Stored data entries
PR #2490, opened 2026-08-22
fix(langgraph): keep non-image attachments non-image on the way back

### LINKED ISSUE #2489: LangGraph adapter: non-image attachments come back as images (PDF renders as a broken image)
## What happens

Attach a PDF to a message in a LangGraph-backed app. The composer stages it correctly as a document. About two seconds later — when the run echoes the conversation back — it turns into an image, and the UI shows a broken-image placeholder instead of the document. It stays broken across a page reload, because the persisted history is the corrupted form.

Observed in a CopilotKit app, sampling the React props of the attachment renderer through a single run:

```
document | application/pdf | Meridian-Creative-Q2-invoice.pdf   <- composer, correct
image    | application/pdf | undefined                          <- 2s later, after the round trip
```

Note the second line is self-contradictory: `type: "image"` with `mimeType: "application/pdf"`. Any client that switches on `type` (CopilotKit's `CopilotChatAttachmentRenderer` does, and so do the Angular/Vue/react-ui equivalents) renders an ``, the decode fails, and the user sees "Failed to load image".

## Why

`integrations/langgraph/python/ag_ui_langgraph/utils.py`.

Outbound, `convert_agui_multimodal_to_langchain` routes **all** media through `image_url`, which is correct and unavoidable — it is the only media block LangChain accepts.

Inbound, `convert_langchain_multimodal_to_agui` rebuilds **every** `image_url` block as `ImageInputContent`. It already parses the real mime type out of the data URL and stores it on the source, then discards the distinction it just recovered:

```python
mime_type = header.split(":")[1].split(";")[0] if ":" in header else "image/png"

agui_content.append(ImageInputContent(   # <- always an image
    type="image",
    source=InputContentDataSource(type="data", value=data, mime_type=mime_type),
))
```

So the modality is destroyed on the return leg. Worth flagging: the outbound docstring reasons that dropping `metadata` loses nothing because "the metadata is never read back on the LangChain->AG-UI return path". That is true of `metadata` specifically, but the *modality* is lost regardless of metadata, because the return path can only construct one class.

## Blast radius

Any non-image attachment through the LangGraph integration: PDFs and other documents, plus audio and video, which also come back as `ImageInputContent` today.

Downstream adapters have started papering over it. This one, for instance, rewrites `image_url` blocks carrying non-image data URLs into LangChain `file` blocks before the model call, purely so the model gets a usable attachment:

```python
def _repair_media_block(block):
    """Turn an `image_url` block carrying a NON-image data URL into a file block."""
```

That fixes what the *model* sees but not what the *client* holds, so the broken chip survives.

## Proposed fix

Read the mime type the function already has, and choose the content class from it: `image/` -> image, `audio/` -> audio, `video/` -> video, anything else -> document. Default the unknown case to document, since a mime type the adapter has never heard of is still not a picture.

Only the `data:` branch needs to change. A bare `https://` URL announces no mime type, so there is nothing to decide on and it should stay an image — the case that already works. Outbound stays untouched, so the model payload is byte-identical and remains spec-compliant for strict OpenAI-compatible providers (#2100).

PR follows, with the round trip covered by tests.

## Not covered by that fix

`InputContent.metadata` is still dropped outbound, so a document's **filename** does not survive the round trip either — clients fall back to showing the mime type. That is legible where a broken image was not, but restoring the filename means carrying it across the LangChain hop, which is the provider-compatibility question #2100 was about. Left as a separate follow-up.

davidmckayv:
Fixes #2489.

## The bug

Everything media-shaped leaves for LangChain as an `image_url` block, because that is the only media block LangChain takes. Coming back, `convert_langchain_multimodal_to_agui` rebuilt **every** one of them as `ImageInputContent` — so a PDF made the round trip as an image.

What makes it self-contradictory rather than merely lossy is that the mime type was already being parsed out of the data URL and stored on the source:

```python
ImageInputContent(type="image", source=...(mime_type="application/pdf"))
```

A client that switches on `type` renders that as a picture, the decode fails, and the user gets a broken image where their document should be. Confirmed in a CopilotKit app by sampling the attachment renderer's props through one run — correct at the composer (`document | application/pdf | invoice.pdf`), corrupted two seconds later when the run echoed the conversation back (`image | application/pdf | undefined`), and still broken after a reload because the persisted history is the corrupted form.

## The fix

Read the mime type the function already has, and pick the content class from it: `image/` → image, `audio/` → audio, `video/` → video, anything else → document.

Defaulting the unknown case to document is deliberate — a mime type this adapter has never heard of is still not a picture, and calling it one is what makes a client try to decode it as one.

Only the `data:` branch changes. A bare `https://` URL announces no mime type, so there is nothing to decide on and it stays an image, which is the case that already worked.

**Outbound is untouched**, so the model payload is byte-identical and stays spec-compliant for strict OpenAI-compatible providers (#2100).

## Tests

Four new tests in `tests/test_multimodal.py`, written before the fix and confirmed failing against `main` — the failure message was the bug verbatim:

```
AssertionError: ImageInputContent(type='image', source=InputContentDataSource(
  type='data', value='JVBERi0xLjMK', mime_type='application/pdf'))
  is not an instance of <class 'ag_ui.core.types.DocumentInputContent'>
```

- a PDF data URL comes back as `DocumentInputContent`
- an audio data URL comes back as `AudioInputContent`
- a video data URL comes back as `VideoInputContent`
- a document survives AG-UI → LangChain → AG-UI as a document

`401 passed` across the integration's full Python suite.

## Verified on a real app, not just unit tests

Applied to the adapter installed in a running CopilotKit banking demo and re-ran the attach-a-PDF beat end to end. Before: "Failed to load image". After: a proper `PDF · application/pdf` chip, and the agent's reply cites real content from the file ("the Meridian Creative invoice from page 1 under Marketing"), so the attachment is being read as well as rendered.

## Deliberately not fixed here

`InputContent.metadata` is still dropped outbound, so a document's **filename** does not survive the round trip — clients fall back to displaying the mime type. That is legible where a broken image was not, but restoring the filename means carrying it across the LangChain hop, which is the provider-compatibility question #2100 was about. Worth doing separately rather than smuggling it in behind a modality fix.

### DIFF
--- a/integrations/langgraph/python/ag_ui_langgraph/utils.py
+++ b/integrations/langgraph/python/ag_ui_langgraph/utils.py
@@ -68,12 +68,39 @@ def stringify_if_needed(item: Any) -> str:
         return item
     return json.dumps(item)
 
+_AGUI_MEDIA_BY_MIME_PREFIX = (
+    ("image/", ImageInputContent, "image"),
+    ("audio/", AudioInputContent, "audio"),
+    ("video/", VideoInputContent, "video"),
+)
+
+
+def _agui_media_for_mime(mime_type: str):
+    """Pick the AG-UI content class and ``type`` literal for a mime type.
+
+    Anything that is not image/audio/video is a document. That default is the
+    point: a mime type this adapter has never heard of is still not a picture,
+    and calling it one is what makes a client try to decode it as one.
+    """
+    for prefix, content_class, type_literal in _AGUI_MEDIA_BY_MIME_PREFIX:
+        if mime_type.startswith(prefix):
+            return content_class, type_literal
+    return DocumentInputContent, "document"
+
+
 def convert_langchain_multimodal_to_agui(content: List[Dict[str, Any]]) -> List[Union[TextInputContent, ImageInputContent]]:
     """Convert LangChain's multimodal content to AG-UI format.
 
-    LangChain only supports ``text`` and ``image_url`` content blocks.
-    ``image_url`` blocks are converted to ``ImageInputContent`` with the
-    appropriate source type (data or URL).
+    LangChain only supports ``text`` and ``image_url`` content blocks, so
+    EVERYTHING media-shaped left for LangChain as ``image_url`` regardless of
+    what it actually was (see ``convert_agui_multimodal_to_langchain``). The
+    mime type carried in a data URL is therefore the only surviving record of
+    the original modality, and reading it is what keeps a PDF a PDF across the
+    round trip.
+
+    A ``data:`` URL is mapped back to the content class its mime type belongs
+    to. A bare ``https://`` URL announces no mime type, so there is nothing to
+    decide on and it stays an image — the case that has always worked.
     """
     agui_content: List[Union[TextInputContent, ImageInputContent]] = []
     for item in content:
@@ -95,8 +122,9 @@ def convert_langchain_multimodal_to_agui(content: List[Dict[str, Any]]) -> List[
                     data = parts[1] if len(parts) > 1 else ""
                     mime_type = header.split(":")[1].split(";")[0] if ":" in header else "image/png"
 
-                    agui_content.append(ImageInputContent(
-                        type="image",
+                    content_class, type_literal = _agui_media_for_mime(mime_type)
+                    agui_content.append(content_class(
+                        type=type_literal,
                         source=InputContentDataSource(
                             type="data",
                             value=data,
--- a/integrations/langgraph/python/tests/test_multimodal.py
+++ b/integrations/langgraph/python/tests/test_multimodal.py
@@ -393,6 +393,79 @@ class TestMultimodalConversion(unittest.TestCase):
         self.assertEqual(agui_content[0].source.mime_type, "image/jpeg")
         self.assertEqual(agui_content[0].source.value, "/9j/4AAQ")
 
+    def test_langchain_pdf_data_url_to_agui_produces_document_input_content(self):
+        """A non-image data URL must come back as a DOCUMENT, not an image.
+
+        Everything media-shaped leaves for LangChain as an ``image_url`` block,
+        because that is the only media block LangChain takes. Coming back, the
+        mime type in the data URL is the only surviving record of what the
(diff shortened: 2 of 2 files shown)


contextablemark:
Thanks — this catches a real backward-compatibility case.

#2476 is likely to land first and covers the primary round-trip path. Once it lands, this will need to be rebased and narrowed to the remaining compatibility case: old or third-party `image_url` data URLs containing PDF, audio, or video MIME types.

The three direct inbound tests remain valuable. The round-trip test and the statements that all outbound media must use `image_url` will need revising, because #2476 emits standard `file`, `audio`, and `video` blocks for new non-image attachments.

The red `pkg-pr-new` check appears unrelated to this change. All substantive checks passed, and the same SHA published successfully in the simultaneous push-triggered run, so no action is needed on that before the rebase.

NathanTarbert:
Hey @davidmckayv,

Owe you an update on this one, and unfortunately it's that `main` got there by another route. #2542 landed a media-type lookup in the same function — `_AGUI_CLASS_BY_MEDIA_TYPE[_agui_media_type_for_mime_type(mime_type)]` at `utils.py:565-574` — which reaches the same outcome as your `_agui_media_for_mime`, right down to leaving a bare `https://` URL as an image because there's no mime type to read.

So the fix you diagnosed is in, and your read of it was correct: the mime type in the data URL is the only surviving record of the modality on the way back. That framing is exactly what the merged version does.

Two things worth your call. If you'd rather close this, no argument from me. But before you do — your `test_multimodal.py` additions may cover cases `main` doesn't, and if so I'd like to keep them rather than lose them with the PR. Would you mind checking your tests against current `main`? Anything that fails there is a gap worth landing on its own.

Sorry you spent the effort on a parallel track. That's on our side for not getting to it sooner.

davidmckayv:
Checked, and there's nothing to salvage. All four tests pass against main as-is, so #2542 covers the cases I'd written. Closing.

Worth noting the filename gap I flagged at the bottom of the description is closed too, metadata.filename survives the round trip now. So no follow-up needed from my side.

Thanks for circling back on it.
--
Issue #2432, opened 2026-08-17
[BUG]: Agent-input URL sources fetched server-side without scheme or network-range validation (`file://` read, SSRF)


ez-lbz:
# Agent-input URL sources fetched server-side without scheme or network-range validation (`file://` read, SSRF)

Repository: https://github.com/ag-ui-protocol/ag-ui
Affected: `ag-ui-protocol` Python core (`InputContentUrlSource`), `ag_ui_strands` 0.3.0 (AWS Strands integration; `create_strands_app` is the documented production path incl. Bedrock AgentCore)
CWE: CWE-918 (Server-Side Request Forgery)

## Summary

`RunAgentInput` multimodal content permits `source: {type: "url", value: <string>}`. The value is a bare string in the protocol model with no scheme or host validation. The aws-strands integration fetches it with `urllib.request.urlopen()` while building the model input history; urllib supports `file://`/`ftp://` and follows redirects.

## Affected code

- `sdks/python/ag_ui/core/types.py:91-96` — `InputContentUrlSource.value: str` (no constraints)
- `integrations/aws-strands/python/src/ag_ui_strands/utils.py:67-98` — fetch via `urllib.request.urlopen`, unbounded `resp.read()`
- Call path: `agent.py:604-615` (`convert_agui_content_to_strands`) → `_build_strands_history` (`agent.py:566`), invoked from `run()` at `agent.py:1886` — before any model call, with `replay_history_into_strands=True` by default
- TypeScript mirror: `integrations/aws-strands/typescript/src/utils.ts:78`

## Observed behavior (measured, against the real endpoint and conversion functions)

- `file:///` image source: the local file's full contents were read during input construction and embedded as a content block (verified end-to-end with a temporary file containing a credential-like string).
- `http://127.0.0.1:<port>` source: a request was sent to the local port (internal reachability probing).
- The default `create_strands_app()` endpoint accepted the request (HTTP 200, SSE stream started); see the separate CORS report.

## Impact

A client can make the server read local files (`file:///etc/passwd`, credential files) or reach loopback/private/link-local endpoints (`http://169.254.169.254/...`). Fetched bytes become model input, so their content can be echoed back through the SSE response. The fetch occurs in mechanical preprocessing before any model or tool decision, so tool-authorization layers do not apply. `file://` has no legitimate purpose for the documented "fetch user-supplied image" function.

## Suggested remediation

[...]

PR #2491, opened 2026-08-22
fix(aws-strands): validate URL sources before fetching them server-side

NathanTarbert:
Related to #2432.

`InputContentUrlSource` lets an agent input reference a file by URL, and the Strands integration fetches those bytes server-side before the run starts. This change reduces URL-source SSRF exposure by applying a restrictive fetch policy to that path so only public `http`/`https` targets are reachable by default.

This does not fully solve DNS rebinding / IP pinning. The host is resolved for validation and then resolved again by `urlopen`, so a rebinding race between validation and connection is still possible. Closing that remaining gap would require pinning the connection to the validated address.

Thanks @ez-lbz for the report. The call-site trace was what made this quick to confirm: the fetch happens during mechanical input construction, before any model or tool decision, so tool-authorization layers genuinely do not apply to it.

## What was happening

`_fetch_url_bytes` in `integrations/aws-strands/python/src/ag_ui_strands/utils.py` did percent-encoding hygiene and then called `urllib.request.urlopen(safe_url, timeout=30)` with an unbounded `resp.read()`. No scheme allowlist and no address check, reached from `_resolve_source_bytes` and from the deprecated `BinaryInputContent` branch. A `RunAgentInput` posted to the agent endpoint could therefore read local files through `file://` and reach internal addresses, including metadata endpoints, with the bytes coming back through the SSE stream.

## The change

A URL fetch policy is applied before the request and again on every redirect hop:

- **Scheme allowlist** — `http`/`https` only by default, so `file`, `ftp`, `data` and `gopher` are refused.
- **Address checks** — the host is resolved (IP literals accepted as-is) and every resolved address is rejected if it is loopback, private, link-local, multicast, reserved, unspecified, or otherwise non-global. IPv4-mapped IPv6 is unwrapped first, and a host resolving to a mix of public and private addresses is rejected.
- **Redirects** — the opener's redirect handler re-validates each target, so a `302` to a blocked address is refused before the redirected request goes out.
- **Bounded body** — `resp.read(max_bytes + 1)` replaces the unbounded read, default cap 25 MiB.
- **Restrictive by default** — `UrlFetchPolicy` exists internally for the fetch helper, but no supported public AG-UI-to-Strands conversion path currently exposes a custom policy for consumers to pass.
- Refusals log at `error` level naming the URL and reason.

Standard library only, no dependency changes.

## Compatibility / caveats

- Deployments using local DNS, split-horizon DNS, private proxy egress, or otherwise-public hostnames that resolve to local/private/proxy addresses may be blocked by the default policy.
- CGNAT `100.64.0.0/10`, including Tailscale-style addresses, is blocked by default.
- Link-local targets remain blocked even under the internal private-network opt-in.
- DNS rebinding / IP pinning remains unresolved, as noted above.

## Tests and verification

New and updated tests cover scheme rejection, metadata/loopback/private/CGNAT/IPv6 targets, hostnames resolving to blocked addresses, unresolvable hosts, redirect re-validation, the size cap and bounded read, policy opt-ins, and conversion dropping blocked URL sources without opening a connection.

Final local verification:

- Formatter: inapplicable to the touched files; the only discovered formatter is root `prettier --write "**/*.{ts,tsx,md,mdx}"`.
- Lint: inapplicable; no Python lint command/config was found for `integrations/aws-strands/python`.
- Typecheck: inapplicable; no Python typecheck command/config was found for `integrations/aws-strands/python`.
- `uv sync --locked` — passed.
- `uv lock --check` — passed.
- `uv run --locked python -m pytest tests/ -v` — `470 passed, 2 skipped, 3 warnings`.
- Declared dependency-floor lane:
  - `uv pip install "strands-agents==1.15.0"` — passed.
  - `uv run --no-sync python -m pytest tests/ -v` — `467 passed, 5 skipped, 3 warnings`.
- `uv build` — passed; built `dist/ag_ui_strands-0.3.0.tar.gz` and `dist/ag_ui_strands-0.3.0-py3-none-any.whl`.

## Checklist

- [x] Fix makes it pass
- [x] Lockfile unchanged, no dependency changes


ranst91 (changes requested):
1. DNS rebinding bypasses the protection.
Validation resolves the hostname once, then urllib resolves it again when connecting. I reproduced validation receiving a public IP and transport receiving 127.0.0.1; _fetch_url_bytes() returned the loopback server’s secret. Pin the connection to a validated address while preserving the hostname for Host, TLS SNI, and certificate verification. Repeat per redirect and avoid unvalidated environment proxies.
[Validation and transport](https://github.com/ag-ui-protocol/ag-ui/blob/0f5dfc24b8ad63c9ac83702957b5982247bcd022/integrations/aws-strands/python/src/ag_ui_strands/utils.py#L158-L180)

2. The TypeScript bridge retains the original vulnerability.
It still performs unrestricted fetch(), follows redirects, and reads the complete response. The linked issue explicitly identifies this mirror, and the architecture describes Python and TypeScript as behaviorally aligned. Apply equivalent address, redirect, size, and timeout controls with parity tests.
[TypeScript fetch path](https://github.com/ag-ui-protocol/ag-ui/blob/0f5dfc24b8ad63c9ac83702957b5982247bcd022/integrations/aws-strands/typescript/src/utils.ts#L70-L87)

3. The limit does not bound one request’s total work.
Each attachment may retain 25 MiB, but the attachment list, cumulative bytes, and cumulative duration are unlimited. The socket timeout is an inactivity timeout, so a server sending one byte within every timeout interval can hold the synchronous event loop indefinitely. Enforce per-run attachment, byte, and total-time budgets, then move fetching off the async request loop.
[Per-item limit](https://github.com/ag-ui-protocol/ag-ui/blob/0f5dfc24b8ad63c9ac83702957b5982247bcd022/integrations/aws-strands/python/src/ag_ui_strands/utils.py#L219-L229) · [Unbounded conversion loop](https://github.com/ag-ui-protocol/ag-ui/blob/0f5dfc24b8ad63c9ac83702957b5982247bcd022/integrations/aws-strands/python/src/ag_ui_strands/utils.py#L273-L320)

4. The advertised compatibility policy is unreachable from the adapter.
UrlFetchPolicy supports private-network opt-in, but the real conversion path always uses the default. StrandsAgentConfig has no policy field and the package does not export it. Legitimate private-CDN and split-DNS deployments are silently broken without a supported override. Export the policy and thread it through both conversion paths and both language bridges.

» WHAT YOU SHOULD DO: Reproduce the lines of the entries above from the one with "PR #2490, opened 2026-08-22" to the one with "## What happens", both included, exactly and without any other line.

» REPLY:
PR #2490, opened 2026-08-22
fix(langgraph): keep non-image attachments non-image on the way back

### LINKED ISSUE #2489: LangGraph adapter: non-image attachments come back as images (PDF renders as a broken image)
## What happens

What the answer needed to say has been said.